WHAT YOU NEED TO DO =>
In the entries below, every line with the string "tick" is to be reported.

(Stored items)
== Segment start ==
PR #28423, opened 2026-04-13
fix(Schedule Node): Use elapsed-time check to self-heal after missed triggers

### LINKED ISSUE #23711: Schedule trigger permanently drops valid triggers after changing schedule

BerniWittmann:
## Summary

The `recurrenceCheck` function used strict equality (`===`) to determine if an interval-based Schedule Trigger should fire. If a single trigger window was missed (instance restart, leadership change, Redis failover, downtime), the `lastExecution` value in `staticData` became permanently stale and the check never passed again — silently blocking the workflow for up to 364 days.

This replaces the strict equality with an elapsed-time `>=` check:
```
// Before: only fires on the exact expected tick
dayOfYear === (intervalSize + lastExecution) % 365

// After: fires once enough time has elapsed (self-healing)
(dayOfYear - lastExecution + 365) % 365 >= intervalSize
```

Applied to all four interval types: hours, days, weeks, months. The weeks same-week re-trigger behavior is preserved.

This also fixes the schedule-change variant (NODE-4625, PR https://github.com/n8n-io/n8n/pull/25671) as a side effect — when a user changes the interval config, the stale `lastExecution` from the old schedule no longer causes a permanent block.

### How to test
1. Create a workflow with Schedule Trigger set to "Every 2 hours"
2. Activate and let it fire once
3. Deactivate, then set `recurrenceRules` in `staticData` to a stale value via DB
4. Reactivate — the workflow should self-heal and fire on the next cron tick

- https://linear.app/n8n/issue/NODE-4831
- https://linear.app/n8n/issue/NODE-4625
- fixes https://github.com/n8n-io/n8n/issues/23711
- Closes https://github.com/n8n-io/n8n/pull/25671
- Fixes https://github.com/n8n-io/n8n/issues/23711

## Review / Merge checklist

- [x] Tests included.

🤖 PR Summary generated by AI

### DIFF
--- a/packages/nodes-base/nodes/Schedule/GenericFunctions.ts
+++ b/packages/nodes-base/nodes/Schedule/GenericFunctions.ts
@@ -53,13 +53,13 @@ export function recurrenceCheck(
 	const momentTz = moment.tz(timezone);
 	if (typeInterval === 'hours') {
 		const hour = momentTz.hour();
-		if (lastExecution === undefined || hour === (intervalSize + lastExecution) % 24) {
+		if (lastExecution === undefined || (hour - lastExecution + 24) % 24 >= intervalSize) {
 			recurrenceRules[index] = hour;
 			return true;
 		}
 	} else if (typeInterval === 'days') {
 		const dayOfYear = momentTz.dayOfYear();
-		if (lastExecution === undefined || dayOfYear === (intervalSize + lastExecution) % 365) {
+		if (lastExecution === undefined || (dayOfYear - lastExecution + 365) % 365 >= intervalSize) {
 			recurrenceRules[index] = dayOfYear;
 			return true;
 		}
@@ -67,7 +67,7 @@ export function recurrenceCheck(
 		const week = momentTz.week();
 		if (
 			lastExecution === undefined || // First time executing this rule
-			week === (intervalSize + lastExecution) % 52 || // not first time, but minimum interval has passed
+			(week - lastExecution + 52) % 52 >= intervalSize || // not first time, but minimum interval has passed
 			week === lastExecution // Trigger on multiple days in the same week
 		) {
 			recurrenceRules[index] = week;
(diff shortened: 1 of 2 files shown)


dlavrenuek (approved):
Looks good to me 🚀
== Segment end ==
FINAL ANSWER =>
// Before: only fires on the exact expected tick
4. Reactivate — the workflow should self-heal and fire on the next cron tick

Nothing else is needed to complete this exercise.